Material to process START

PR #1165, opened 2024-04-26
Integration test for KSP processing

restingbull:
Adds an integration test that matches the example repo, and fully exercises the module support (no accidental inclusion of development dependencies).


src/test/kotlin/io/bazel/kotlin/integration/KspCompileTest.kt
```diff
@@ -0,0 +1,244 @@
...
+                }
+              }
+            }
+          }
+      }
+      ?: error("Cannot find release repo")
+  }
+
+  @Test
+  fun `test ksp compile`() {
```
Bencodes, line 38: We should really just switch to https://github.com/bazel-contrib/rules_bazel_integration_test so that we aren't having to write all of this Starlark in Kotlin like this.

Material to process END
Material to process START

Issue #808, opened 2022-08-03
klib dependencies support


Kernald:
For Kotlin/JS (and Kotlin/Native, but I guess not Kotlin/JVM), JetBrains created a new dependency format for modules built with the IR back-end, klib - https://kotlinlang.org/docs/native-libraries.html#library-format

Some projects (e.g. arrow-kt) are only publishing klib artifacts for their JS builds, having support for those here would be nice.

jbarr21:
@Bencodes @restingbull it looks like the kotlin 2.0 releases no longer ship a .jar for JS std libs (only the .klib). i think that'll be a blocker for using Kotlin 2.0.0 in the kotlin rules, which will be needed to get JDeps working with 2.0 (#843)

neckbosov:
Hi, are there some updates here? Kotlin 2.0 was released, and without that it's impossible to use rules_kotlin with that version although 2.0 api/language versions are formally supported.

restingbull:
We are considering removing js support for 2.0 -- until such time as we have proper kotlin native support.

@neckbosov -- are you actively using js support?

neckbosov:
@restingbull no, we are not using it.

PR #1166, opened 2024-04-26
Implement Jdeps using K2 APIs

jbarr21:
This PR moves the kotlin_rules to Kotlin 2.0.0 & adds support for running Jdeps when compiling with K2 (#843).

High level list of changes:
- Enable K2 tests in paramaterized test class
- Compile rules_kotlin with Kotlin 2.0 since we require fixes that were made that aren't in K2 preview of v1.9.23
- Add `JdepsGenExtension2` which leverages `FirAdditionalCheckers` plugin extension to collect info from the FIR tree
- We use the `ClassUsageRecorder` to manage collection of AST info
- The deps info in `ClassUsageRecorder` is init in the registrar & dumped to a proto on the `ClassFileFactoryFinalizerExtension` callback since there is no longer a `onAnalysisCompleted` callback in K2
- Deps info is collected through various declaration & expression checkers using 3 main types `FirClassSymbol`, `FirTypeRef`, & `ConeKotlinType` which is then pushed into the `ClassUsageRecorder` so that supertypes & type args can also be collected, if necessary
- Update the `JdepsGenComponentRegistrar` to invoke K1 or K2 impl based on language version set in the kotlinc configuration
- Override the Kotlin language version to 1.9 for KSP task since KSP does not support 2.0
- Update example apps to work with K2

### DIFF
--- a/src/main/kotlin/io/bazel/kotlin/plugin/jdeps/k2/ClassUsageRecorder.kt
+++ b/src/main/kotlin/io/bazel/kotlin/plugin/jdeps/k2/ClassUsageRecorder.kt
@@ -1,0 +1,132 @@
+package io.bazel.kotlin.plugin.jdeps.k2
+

Material to process END

How to complete this task —
Taking the line with "- We use the" as the first and the line with "- The deps info" as the last, retype that stretch of the data above exactly, with no other lines.

Response to this task —
- We use the `ClassUsageRecorder` to manage collection of AST info
- The deps info in `ClassUsageRecorder` is init in the registrar & dumped to a proto on the `ClassFileFactoryFinalizerExtension` callback since there is no longer a `onAnalysisCompleted` callback in K2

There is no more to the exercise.